Con el paso de los años, la normativa fiscal fue receptiva a las demandas de ciertos colectivos que sí resultaban perjudicados, era el caso, por ejemplo, de los promotores de viviendas que soportaban las cuotas que les cargaban sus proveedores al tipo general y repercutían mayormente el tipo reducido, lo que les generaba una diferencia en su contra de la que no podían resarcirse hasta presentar la última declaración del ejercicio.
Obviamente la situación no era idílica, la aplicación de los tributos, como cualquier otra creación humana, crea situaciones injustas que los afectados a través de sus representantes o los propios tribunales se encargan de minimizar.

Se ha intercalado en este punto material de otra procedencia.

PR #1258, opened 2022-07-31
Link to interface library in case system metis is used

Tobias-Fischer:
This test links to `metis-gtsam`, which only exists if the vendored metis is being built. If the system metis is used, only `metis-gtsam-if` exists (and it also exists in the vendor case, so all good to change).

Related: #1257 - this issue was found as part of packaging gtsam for conda-forge.


varunagrawal:
I'll approve once CI passes so we can merge with confidence :slightly_smiling_face:

varunagrawal (approved):
LGTM

PR #1346, opened 2022-12-23
Sampling test for Hybrid Posterior

varunagrawal:
This test checks for correctness of the hybrid posterior using a sampling based approach.

Specifically, given a simple factor graph as below
```
 M0\
X0 -*- X1 
```

we compute the posterior `P(x0, m0, x1| z0, z1)` given measurements `z0, z1`.

The test, at a high level performs the following steps:
1. Start with the factor graph and linearize `FG` .
2. Eliminate into a bayes net `BN`.
3. Sample from the bayes net.
4. Check `BN(x)/FG(x)` equals the same value for all samples.

Since we don't have a sample method for the hybrid bayes net, we perform a sampling scheme similar to a mixture model where,
1. We sample from a discrete distribution weighted by the mixing weights $\pi$.
2. Given the discrete sample value, pick the corresponding bayes net and factor graph.
3. Sample as described above.

## Sample Method Update

Since the linearized factor graph and the eliminated bayes net __do not__ record the noise model, sampling from the Bayes Net throws an error. To overcome this, I've added an optional parameter to the sample method `SharedDiagonal model`, and if the conditional to sample from doesn't have a noise model associated with it, then it will sample from the provided model. This model should be the same one that is provided to the original factor in the Nonlinear/Gaussian Factor Graph, making it a convenient addition.


dellaert:
Can I ask to create a separate PR (to develop) with sampling for hybrid BNs? Seeing that in isolation will be easier to review.

dellaert:
Also, convert to draft PR? Don’t think we should run CI as long as we don’t target develop

varunagrawal:
> Can I ask to create a separate PR (to develop) with sampling for hybrid BNs? Seeing that in isolation will be easier to review.

So a `HybridBayesNet::sample` method? Can do!

gtsam/hybrid/tests/testHybridEstimation.cpp
```diff
@@ -432,6 +432,69 @@ TEST(HybridEstimation, ProbabilityMultifrontal) {
   EXPECT(assert_equal(discrete_seq, hybrid_values.discrete()));
 }
 
+/****************************************************************************/
+/**
+ * Test for correctness via sampling.
+ *
+ * Given the conditional P(x0, m0, x1| z0, z1)
```
dellaert, line 439: Nit: not given, computed in step 2

gtsam/hybrid/tests/testHybridEstimation.cpp
```diff
@@ -432,6 +432,69 @@ TEST(HybridEstimation, ProbabilityMultifrontal) {
...
+ * with meaasurements z0, z1, we:
+ * 1. Start with the corresponding Factor Graph `FG`.
+ * 2. Eliminate the factor graph into a Bayes Net `BN`.
+ * 3. Sample from the Bayes Net.
+ * 4. Check that the ratio `BN(x)/FG(x) = constant` for all samples `x`.
+ */
+TEST(HybridEstimation, CorrectnessViaSampling) {
+  HybridNonlinearFactorGraph nfg;
+
+  auto noise_model = noiseModel::Diagonal::Sigmas(Vector1(1.0));
```
dellaert, line 449: I thought there was a 1D constructor Sigma

dellaert, line 449: Const auto everywhere - susses out non-const methods/arguments

gtsam/hybrid/tests/testHybridEstimation.cpp
```diff
@@ -432,6 +432,69 @@ TEST(HybridEstimation, ProbabilityMultifrontal) {
   EXPECT(assert_equal(discrete_seq, hybrid_values.discrete()));
 }
 
+/****************************************************************************/
+/**
+ * Test for correctness via sampling.
+ *
+ * Given the conditional P(x0, m0, x1| z0, z1)
+ * with meaasurements z0, z1, we:
```
dellaert, line 440: Spelling. (install vs code spell-checking) and maybe insert comments inline below

gtsam/hybrid/tests/testHybridEstimation.cpp
```diff
@@ -432,6 +432,69 @@ TEST(HybridEstimation, ProbabilityMultifrontal) {
...
+ */
+TEST(HybridEstimation, CorrectnessViaSampling) {
+  HybridNonlinearFactorGraph nfg;
+
+  auto noise_model = noiseModel::Diagonal::Sigmas(Vector1(1.0));
+  auto zero_motion =
+      boost::make_shared<BetweenFactor<double>>(X(0), X(1), 0, noise_model);
+  auto one_motion =
+      boost::make_shared<BetweenFactor<double>>(X(0), X(1), 1, noise_model);
+  std::vector<NonlinearFactor::shared_ptr> factors = {zero_motion, one_motion};
```
dellaert, line 454: In-line in emplace call with {}

gtsam/hybrid/tests/testHybridEstimation.cpp
dellaert, line 449: Insert comment that you are creating nonlinear graph first

gtsam/hybrid/tests/testHybridEstimation.cpp
```diff
@@ -432,6 +432,69 @@ TEST(HybridEstimation, ProbabilityMultifrontal) {
...
+
+  Values initial;
+  double z0 = 0.0, z1 = 1.0;
+  initial.insert<double>(X(0), z0);
+  initial.insert<double>(X(1), z1);
+
+  // 1. Create the factor graph from the nonlinear factor graph.
+  HybridGaussianFactorGraph::shared_ptr fg = nfg.linearize(initial);
+  // 2. Eliminate into BN
+  Ordering ordering = fg->getHybridOrdering();
```
dellaert, line 467: Const…

gtsam/hybrid/tests/testHybridEstimation.cpp
```diff
@@ -432,6 +432,69 @@ TEST(HybridEstimation, ProbabilityMultifrontal) {
...
+  HybridBayesNet::shared_ptr bn = fg->eliminateSequential(ordering);
+
+  // Set up sampling
+  std::random_device rd;
```
dellaert, line 471: Where is rd used ? Answer with code comment

gtsam/hybrid/tests/testHybridEstimation.cpp
```diff
@@ -432,6 +432,69 @@ TEST(HybridEstimation, ProbabilityMultifrontal) {
...
+  std::mt19937_64 gen(11);
```
dellaert, line 472: Gen -> rng

gtsam/hybrid/tests/testHybridEstimation.cpp
```diff
@@ -432,6 +432,69 @@ TEST(HybridEstimation, ProbabilityMultifrontal) {
...
+    DiscreteValues assignment = sample.discrete();
+    double log_ratio = bn->error(sample.continuous(), assignment) -
+                       fg->error(sample.continuous(), assignment);
+    double ratio = exp(-log_ratio);
+
+    // Store the ratio for post-processing
+    ratios.push_back(ratio);
+  }
+
+  // 4. Check that all samples == 1.0 (constant)
```
dellaert, line 492: This is too clever for me. Explain in comment

dellaert (approved):
Many comments…

gtsam/hybrid/tests/testHybridEstimation.cpp
varunagrawal: Nope, that's only for Isotropic. Which I could use here as well, so I'll update this.

gtsam/hybrid/tests/testHybridEstimation.cpp
varunagrawal: Oh good catch. I've already added comments inline with the corresponding bullet numbers.

gtsam/hybrid/tests/testHybridEstimation.cpp
varunagrawal: This is when I wish we were using ML or Lisp. Const by default.

gtsam/hybrid/tests/testHybridEstimation.cpp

Y una de estas situaciones percibidas por el empresariado como totalmente injusta, se produce cuando llegado su vencimiento, la factura que ha emitido no se cobra y, ello no obstante, debe efectuarse el ingreso de la cuota repercutida. El problema no es en absoluto novedoso. ¿Qué ha ocurrido para que ahora se haya convertido en el tema estrella y del que los foros profesionales y hasta la prensa "no especializada" se están haciendo eco diariamente? La respuesta es muy sencilla, la morosidad, que era cuestión residual en las empresas bien gobernadas, se ha convertido en un fantasma que amenaza con tumbar incluso a algunas de reconocida solvencia.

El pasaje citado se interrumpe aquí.